REQUIRED WORK:
Reproduce all of the listing below without alteration.

RECORD SET:
PR #3640, opened 2024-01-03
Eliminate in-app purchase logic

withinfocus:
## Type of change

```
- [ ] Bug fix
- [ ] New feature development
- [ ] Other
```

## Code changes

## Before you submit


src/Api/Models/Response/SubscriptionResponseModel.cs
```diff
@@ -42,6 +42,7 @@ public SubscriptionResponseModel(User user, UserLicense license = null)
     public BillingSubscription Subscription { get; set; }
     public UserLicense License { get; set; }
     public DateTime? Expiration { get; set; }
+    [Obsolete("In-app purchase payment method is not allowed.")]
     public bool UsingInAppPurchase { get; set; }
```
withinfocus, line 46: ❓ Can I get some info on where this might be used, if anywhere? May not need the obsolete attribute.

src/Core/Enums/PaymentMethodType.cs
```diff
@@ -17,8 +17,10 @@ public enum PaymentMethodType : byte
     [Display(Name = "Wire Transfer")]
     WireTransfer = 5,
     [Display(Name = "Apple In-App Purchase")]
+    [Obsolete("In-app purchase payment method is not allowed.")]
     AppleInApp = 6,
     [Display(Name = "Google In-App Purchase")]
+    [Obsolete("In-app purchase payment method is not allowed.")]
```
withinfocus, line 23: ❓ Same -- do we feel OK with just removing these? Then I can remove the logic checks too, if we believe this type will never come in.

src/Core/Services/IUserService.cs
```diff
@@ -54,11 +54,10 @@ public interface IUserService
     Task<Tuple<bool, string>> SignUpPremiumAsync(User user, string paymentToken,
         PaymentMethodType paymentMethodType, short additionalStorageGb, UserLicense license,
         TaxInfo taxInfo);
-    Task IapCheckAsync(User user, PaymentMethodType paymentMethodType);
     Task UpdateLicenseAsync(User user, UserLicense license);
     Task<string> AdjustStorageAsync(User user, short storageAdjustmentGb);
     Task ReplacePaymentMethodAsync(User user, string paymentToken, PaymentMethodType paymentMethodType, TaxInfo taxInfo);
-    Task CancelPremiumAsync(User user, bool? endOfPeriod = null, bool accountDelete = false);
```
withinfocus, line 61: ⚠️ Would like some expert 👀 on this one. The `accountDelete` parameter was intermixed with in-app purchases. It seemed unused but makes me uncomfortable.

src/Core/Services/Implementations/StripePaymentService.cs
```diff
@@ -1128,8 +1050,7 @@ public async Task<string> PayInvoiceAfterSubscriptionChangeAsync(ISubscriber sub
         return paymentIntentClientSecret;
     }
 
-    public async Task CancelSubscriptionAsync(ISubscriber subscriber, bool endOfPeriod = false,
```
withinfocus, line 1131: ⚠️ The other side of my comment earlier. This is not "account delete"-related.

JaredSnider-Bitwarden (approved):
Approving the removal of the `PostIapCheck` from the auth owned `AccountsController` after verifying it was not used in clients as well.  

Did not review rest of PR.

src/Api/Models/Response/SubscriptionResponseModel.cs
amorask-bitwarden: @withinfocus The only place it's used, as far as I can tell, is in the `user-subscription.component` in `clients` [here](https://github.com/bitwarden/clients/blob/28de9439beb87133c8683434df952a0c0be94100/apps/web/src/app/billing/individual/user-subscription.component.ts#L72), [here](https://github.com/bitwarden/clients/blob/28de9439beb87133c8683434df952a0c0be94100/apps/web/src/app/billing/individual/user-subscription.component.ts#L109) and [here](https://github.com/bitwarden/clients/blob/28de9439beb87133c8683434df952a0c0be94100/apps/web/src/app/billing/individual/user-subscription.component.ts#L172). It just opens certain dialogs restricting the user from managing their subscription a certain way if they're using in-app purchases.

withinfocus: Aha, I see now. I killed those off in https://github.com/bitwarden/clients/pull/7433/commits/18768bbf840132ba7f71aa2f0a31eea1c536f4b9. I can probably remove this now that it's gone from there.

src/Core/Services/Implementations/StripePaymentService.cs
cturnbull-bitwarden: Agreed, this seems to be a non-issue given that you're removing the single use of this parameter.

src/Core/Services/IUserService.cs
cturnbull-bitwarden: Yup, you're in the clear here.

src/Core/Services/Implementations/StripePaymentService.cs
```diff
@@ -377,21 +366,6 @@ private async Task ChangeOrganizationSponsorship(Organization org, OrganizationS
 
         if (user.Gateway == GatewayType.Stripe && !string.IsNullOrWhiteSpace(user.GatewayCustomerId))
         {
-            if (!string.IsNullOrWhiteSpace(paymentToken))
-            {
-                try
-                {
-                    await UpdatePaymentMethodAsync(user, paymentMethodType, paymentToken, true, taxInfo);
```
cturnbull-bitwarden, line 384: 🤔  It's not immediately clear to me why this is getting deleted. What's your thought behind it?

cturnbull-bitwarden (approved):
Thank you! Left one question, but overall approved.

src/Core/Services/Implementations/StripePaymentService.cs
withinfocus: The way I read this, since this code block explicitly calls `UpdatePaymentMethodAsync` with `allowInAppPurchases = true`, it's only relevant for those types. I can see how this might be unsafe however and other payment updates with a token -- are there any? -- might still need this, but then should the exception be suppressed?

cturnbull-bitwarden: I went through and was able to reproduce this. It seems that that flag is only used to throw the `GatewayException`. This code is still hit when a user who previously paid for premium outside of an organization lets their subscription cancel, then resubscribes after it's already cancelled. In that case, the `user.GatewayCustomerId` will still have a value, and the `paymentToken` will be the payment method ID for the card that they set up on the second signup. All that to say, this should probably stay, just sans the boolean!

withinfocus: OK, lemme know if https://github.com/bitwarden/server/pull/3640/commits/83509538b2777585b9755c2b76c828b2b0c44621 works then.

cturnbull-bitwarden (approved):
Thank you!

JaredSnider-Bitwarden (approved):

EXERCISE ANSWER:
PR #3640, opened 2024-01-03
Eliminate in-app purchase logic

withinfocus:
## Type of change

```
- [ ] Bug fix
- [ ] New feature development
- [ ] Other
```

## Code changes

## Before you submit


src/Api/Models/Response/SubscriptionResponseModel.cs
```diff
@@ -42,6 +42,7 @@ public SubscriptionResponseModel(User user, UserLicense license = null)
     public BillingSubscription Subscription { get; set; }
     public UserLicense License { get; set; }
     public DateTime? Expiration { get; set; }
+    [Obsolete("In-app purchase payment method is not allowed.")]
     public bool UsingInAppPurchase { get; set; }
```
withinfocus, line 46: ❓ Can I get some info on where this might be used, if anywhere? May not need the obsolete attribute.

src/Core/Enums/PaymentMethodType.cs
```diff
@@ -17,8 +17,10 @@ public enum PaymentMethodType : byte
     [Display(Name = "Wire Transfer")]
     WireTransfer = 5,
     [Display(Name = "Apple In-App Purchase")]
+    [Obsolete("In-app purchase payment method is not allowed.")]
     AppleInApp = 6,
     [Display(Name = "Google In-App Purchase")]
+    [Obsolete("In-app purchase payment method is not allowed.")]
```
withinfocus, line 23: ❓ Same -- do we feel OK with just removing these? Then I can remove the logic checks too, if we believe this type will never come in.

src/Core/Services/IUserService.cs
```diff
@@ -54,11 +54,10 @@ public interface IUserService
     Task<Tuple<bool, string>> SignUpPremiumAsync(User user, string paymentToken,
         PaymentMethodType paymentMethodType, short additionalStorageGb, UserLicense license,
         TaxInfo taxInfo);
-    Task IapCheckAsync(User user, PaymentMethodType paymentMethodType);
     Task UpdateLicenseAsync(User user, UserLicense license);
     Task<string> AdjustStorageAsync(User user, short storageAdjustmentGb);
     Task ReplacePaymentMethodAsync(User user, string paymentToken, PaymentMethodType paymentMethodType, TaxInfo taxInfo);
-    Task CancelPremiumAsync(User user, bool? endOfPeriod = null, bool accountDelete = false);
```
withinfocus, line 61: ⚠️ Would like some expert 👀 on this one. The `accountDelete` parameter was intermixed with in-app purchases. It seemed unused but makes me uncomfortable.

src/Core/Services/Implementations/StripePaymentService.cs
```diff
@@ -1128,8 +1050,7 @@ public async Task<string> PayInvoiceAfterSubscriptionChangeAsync(ISubscriber sub
         return paymentIntentClientSecret;
     }
 
-    public async Task CancelSubscriptionAsync(ISubscriber subscriber, bool endOfPeriod = false,
```
withinfocus, line 1131: ⚠️ The other side of my comment earlier. This is not "account delete"-related.

JaredSnider-Bitwarden (approved):
Approving the removal of the `PostIapCheck` from the auth owned `AccountsController` after verifying it was not used in clients as well.  

Did not review rest of PR.

src/Api/Models/Response/SubscriptionResponseModel.cs
amorask-bitwarden: @withinfocus The only place it's used, as far as I can tell, is in the `user-subscription.component` in `clients` [here](https://github.com/bitwarden/clients/blob/28de9439beb87133c8683434df952a0c0be94100/apps/web/src/app/billing/individual/user-subscription.component.ts#L72), [here](https://github.com/bitwarden/clients/blob/28de9439beb87133c8683434df952a0c0be94100/apps/web/src/app/billing/individual/user-subscription.component.ts#L109) and [here](https://github.com/bitwarden/clients/blob/28de9439beb87133c8683434df952a0c0be94100/apps/web/src/app/billing/individual/user-subscription.component.ts#L172). It just opens certain dialogs restricting the user from managing their subscription a certain way if they're using in-app purchases.

withinfocus: Aha, I see now. I killed those off in https://github.com/bitwarden/clients/pull/7433/commits/18768bbf840132ba7f71aa2f0a31eea1c536f4b9. I can probably remove this now that it's gone from there.

src/Core/Services/Implementations/StripePaymentService.cs
cturnbull-bitwarden: Agreed, this seems to be a non-issue given that you're removing the single use of this parameter.

src/Core/Services/IUserService.cs
cturnbull-bitwarden: Yup, you're in the clear here.

src/Core/Services/Implementations/StripePaymentService.cs
```diff
@@ -377,21 +366,6 @@ private async Task ChangeOrganizationSponsorship(Organization org, OrganizationS
 
         if (user.Gateway == GatewayType.Stripe && !string.IsNullOrWhiteSpace(user.GatewayCustomerId))
         {
-            if (!string.IsNullOrWhiteSpace(paymentToken))
-            {
-                try
-                {
-                    await UpdatePaymentMethodAsync(user, paymentMethodType, paymentToken, true, taxInfo);
```
cturnbull-bitwarden, line 384: 🤔  It's not immediately clear to me why this is getting deleted. What's your thought behind it?

cturnbull-bitwarden (approved):
Thank you! Left one question, but overall approved.

src/Core/Services/Implementations/StripePaymentService.cs
withinfocus: The way I read this, since this code block explicitly calls `UpdatePaymentMethodAsync` with `allowInAppPurchases = true`, it's only relevant for those types. I can see how this might be unsafe however and other payment updates with a token -- are there any? -- might still need this, but then should the exception be suppressed?

cturnbull-bitwarden: I went through and was able to reproduce this. It seems that that flag is only used to throw the `GatewayException`. This code is still hit when a user who previously paid for premium outside of an organization lets their subscription cancel, then resubscribes after it's already cancelled. In that case, the `user.GatewayCustomerId` will still have a value, and the `paymentToken` will be the payment method ID for the card that they set up on the second signup. All that to say, this should probably stay, just sans the boolean!

withinfocus: OK, lemme know if https://github.com/bitwarden/server/pull/3640/commits/83509538b2777585b9755c2b76c828b2b0c44621 works then.

cturnbull-bitwarden (approved):
Thank you!

JaredSnider-Bitwarden (approved):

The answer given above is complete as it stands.